━━━ Extracted data ━━━
Issue #3629, opened 2021-05-10
Gmail shortcuts request


seisvelas:
>I use a lot of the gmail keyboard shortcuts (like 'r' for reply). It would be nice if you offered some sort of similar thing (either overriding gmail's shortcuts or adding a new one).

ref: https://mail.google.com/mail/u/human@flowcrypt.com/#inbox/FMfcgxwLtsvPJlpBVzkVgkbQdJsBhqbf

Is this desirable for us? Just bringing it up in case this is something we would ever want to pursue, since we received the request.

limonte:
Hey @encody and thank you for this request!

Most of shortcuts are already there, but we're still missing the docs. There's a task for me in another repo to create that page: https://github.com/FlowCrypt/flowcrypt-web/issues/262

Could you please provide list all the shortcuts that you're missing and then @tomholub will decide what to do next.

limonte:
Thank you @encody for the list of expected shortcuts.

@tomholub I would suggest to prioritize this issue because it's at the same time feature-request and bug-fix.

Here's the bug which is happening in Firefox only:



https://user-images.githubusercontent.com/6059356/120043053-eee79c80-c013-11eb-97ee-bdd7d8d6dd77.mp4




### Steps to reproduce:

1. Open any encrypted message
2. Press `r` two times

### Expected behavior

Encrypted reply with "r" in it.

### Actual behavior

Invisible unencrypted reply with "r" in it.

---

Proposed action steps:

1. In scope of this issue add support for `r` and `a` shourtcuts.
2. Create another issue if needed for "Secure Compose" action. Let's duscuss the shortcut, I don't think we should override Gmail's `c` shortcut.
3. Create another issue if needed for `?` shortcut.

tomholub:
thank you for looking into this - sounds good

limonte:
Blocked by #3789

PR #3789, opened 2021-07-03
[WIP] BrowserMsg behavior

limonte:
This PR is not aimed to be merged, its only purpose is to figure out if the `BrowserMsg` behavior is buggy or not.

I stumbled upon this issue where `BrowserMsg` works differently in Chrome and Firefox while working on https://github.com/FlowCrypt/flowcrypt-browser/issues/3629#issuecomment-850676829

### What I'm doing:

1. Sending test action from `webmail.ts`
2. Catching it in `setup-webmail-content-script.ts` along with other listeners
3. Catching it in `compose-render-module.ts`

### Expected behavior (let me know if I'm wrong with my expectations)

The test action is caught both in `setup-webmail-content-script.ts` and `compose-render-module.ts`

### Actual behavior

Behavior is different in Chrome and Firefox, and none of them matches my expectations.

### Actual behavior in Chrome

Test action is caught only in `compose-render-module.ts`:

```
➕ added test_action listener in setup-webmail-content-script.ts, tabId: 17:0
➕ added test_action listener in compose-render-module.ts, tabId: 17:0
↗️ test action sent to 17:0
✔️ caught in compose-render-module.ts
```

### Actual behavior in Firefox

Test action is caught only in `setup-webmail-content-script.ts`:

```
➕ added test_action listener in setup-webmail-content-script.ts, tabId: 1:0
➕ added test_action listener in compose-render-module.ts, tabId: 1:0
↗️ test action sent to 1:0
✔️ caught in setup-webmail-content-script.ts
```

@tomholub questions I need your help with:

- are my expectations correct? 
- is the difference in browsers known? If it is known, where can I read more about it?
- if the difference is unexpected, then we should probably fix it (I depend on this for fixing Gmails shortcuts https://github.com/FlowCrypt/flowcrypt-browser/issues/3629#issuecomment-850676829)


tomholub:
Sorry I still didn't get to this - when the question is difficult and I don't have enough brain juice left, I have a tendency to delay :-(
━━━
Exact copies of every record are required, so retype them in full.

Issue #3629, opened 2021-05-10
Gmail shortcuts request


seisvelas:
>I use a lot of the gmail keyboard shortcuts (like 'r' for reply). It would be nice if you offered some sort of similar thing (either overriding gmail's shortcuts or adding a new one).

ref: https://mail.google.com/mail/u/human@flowcrypt.com/#inbox/FMfcgxwLtsvPJlpBVzkVgkbQdJsBhqbf

Is this desirable for us? Just bringing it up in case this is something we would ever want to pursue, since we received the request.

limonte:
Hey @encody and thank you for this request!

Most of shortcuts are already there, but we're still missing the docs. There's a task for me in another repo to create that page: https://github.com/FlowCrypt/flowcrypt-web/issues/262

Could you please provide list all the shortcuts that you're missing and then @tomholub will decide what to do next.

limonte:
Thank you @encody for the list of expected shortcuts.

@tomholub I would suggest to prioritize this issue because it's at the same time feature-request and bug-fix.

Here's the bug which is happening in Firefox only:



https://user-images.githubusercontent.com/6059356/120043053-eee79c80-c013-11eb-97ee-bdd7d8d6dd77.mp4




### Steps to reproduce:

1. Open any encrypted message
2. Press `r` two times

### Expected behavior

Encrypted reply with "r" in it.

### Actual behavior

Invisible unencrypted reply with "r" in it.

---

Proposed action steps:

1. In scope of this issue add support for `r` and `a` shourtcuts.
2. Create another issue if needed for "Secure Compose" action. Let's duscuss the shortcut, I don't think we should override Gmail's `c` shortcut.
3. Create another issue if needed for `?` shortcut.

tomholub:
thank you for looking into this - sounds good

limonte:
Blocked by #3789

PR #3789, opened 2021-07-03
[WIP] BrowserMsg behavior

limonte:
This PR is not aimed to be merged, its only purpose is to figure out if the `BrowserMsg` behavior is buggy or not.

I stumbled upon this issue where `BrowserMsg` works differently in Chrome and Firefox while working on https://github.com/FlowCrypt/flowcrypt-browser/issues/3629#issuecomment-850676829

### What I'm doing:

1. Sending test action from `webmail.ts`
2. Catching it in `setup-webmail-content-script.ts` along with other listeners
3. Catching it in `compose-render-module.ts`

### Expected behavior (let me know if I'm wrong with my expectations)

The test action is caught both in `setup-webmail-content-script.ts` and `compose-render-module.ts`

### Actual behavior

Behavior is different in Chrome and Firefox, and none of them matches my expectations.

### Actual behavior in Chrome

Test action is caught only in `compose-render-module.ts`:

```
➕ added test_action listener in setup-webmail-content-script.ts, tabId: 17:0
➕ added test_action listener in compose-render-module.ts, tabId: 17:0
↗️ test action sent to 17:0
✔️ caught in compose-render-module.ts
```

### Actual behavior in Firefox

Test action is caught only in `setup-webmail-content-script.ts`:

```
➕ added test_action listener in setup-webmail-content-script.ts, tabId: 1:0
➕ added test_action listener in compose-render-module.ts, tabId: 1:0
↗️ test action sent to 1:0
✔️ caught in setup-webmail-content-script.ts
```

@tomholub questions I need your help with:

- are my expectations correct? 
- is the difference in browsers known? If it is known, where can I read more about it?
- if the difference is unexpected, then we should probably fix it (I depend on this for fixing Gmails shortcuts https://github.com/FlowCrypt/flowcrypt-browser/issues/3629#issuecomment-850676829)


tomholub:
Sorry I still didn't get to this - when the question is difficult and I don't have enough brain juice left, I have a tendency to delay :-(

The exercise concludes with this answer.